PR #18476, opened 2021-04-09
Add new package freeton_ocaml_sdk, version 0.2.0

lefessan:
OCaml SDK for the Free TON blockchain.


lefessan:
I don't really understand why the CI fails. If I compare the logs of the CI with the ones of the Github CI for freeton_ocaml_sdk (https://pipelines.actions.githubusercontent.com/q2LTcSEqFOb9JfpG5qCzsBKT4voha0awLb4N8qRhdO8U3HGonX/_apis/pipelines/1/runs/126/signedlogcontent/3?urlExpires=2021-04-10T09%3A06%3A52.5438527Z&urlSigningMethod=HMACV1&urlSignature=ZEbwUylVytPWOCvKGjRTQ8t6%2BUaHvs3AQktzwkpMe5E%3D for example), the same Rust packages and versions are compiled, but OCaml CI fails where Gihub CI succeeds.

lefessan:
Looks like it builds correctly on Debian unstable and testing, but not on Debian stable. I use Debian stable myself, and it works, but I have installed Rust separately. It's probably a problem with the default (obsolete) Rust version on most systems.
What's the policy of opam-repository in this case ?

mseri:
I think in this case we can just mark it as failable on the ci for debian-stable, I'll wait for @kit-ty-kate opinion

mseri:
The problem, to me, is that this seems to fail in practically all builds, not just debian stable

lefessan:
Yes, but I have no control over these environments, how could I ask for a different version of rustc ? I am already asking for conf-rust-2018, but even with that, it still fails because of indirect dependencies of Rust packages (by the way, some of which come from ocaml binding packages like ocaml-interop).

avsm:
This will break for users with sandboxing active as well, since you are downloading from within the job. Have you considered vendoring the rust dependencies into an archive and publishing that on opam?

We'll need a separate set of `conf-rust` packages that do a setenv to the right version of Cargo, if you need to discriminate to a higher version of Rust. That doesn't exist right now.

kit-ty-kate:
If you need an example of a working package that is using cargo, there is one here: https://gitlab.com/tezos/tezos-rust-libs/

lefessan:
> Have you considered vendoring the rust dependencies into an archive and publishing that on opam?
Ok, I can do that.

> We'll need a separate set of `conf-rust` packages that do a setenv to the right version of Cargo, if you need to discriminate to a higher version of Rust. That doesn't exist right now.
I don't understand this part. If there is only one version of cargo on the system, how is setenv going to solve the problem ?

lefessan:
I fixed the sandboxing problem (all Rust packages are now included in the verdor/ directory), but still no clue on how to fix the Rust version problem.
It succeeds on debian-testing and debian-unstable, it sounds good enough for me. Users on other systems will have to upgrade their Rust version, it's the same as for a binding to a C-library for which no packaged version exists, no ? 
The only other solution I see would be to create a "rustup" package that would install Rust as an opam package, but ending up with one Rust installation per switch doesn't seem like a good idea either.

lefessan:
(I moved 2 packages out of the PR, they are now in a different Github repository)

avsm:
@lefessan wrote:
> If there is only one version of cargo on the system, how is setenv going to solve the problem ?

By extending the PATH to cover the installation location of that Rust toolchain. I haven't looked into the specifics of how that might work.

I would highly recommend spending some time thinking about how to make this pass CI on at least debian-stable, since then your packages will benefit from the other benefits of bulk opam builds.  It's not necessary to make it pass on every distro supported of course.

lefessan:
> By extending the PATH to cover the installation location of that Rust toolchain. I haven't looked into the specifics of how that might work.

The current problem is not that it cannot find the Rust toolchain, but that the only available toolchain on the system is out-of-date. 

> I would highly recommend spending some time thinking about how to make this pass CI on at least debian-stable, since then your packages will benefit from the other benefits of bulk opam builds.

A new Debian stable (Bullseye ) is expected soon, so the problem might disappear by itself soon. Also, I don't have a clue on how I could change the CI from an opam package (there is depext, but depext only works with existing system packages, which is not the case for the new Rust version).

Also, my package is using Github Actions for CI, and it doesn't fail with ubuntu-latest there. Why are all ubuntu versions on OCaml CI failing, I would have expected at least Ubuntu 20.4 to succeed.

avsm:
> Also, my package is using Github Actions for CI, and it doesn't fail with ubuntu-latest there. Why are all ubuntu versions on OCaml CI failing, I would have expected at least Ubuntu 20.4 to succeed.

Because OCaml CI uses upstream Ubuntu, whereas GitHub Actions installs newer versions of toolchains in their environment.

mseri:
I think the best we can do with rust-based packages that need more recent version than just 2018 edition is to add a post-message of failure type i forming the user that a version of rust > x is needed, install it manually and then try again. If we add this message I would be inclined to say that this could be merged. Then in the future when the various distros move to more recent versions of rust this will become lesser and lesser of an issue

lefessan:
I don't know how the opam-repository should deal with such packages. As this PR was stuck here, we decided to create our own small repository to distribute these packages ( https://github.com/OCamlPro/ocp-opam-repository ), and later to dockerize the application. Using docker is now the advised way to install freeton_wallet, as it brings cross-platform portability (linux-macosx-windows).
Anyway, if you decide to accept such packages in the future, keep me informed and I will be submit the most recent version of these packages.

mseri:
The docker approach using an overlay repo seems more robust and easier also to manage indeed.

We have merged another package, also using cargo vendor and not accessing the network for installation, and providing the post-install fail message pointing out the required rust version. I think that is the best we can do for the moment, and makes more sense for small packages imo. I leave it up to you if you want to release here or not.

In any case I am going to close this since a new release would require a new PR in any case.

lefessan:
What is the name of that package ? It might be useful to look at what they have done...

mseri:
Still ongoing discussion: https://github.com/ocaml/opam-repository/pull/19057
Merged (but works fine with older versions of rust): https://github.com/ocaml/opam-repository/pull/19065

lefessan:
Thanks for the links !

------------------------------------------------------------

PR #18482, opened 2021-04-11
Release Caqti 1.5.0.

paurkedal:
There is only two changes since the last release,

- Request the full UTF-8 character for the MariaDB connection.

------------------------------------------------------------

_WHAT YOU ARE ASKED TO DO_
Wherever the word "right" turns up in the records above, copy the line that holds it.

_PROBLEM SOLUTION_
We'll need a separate set of `conf-rust` packages that do a setenv to the right version of Cargo, if you need to discriminate to a higher version of Rust. That doesn't exist right now.
> We'll need a separate set of `conf-rust` packages that do a setenv to the right version of Cargo, if you need to discriminate to a higher version of Rust. That doesn't exist right now.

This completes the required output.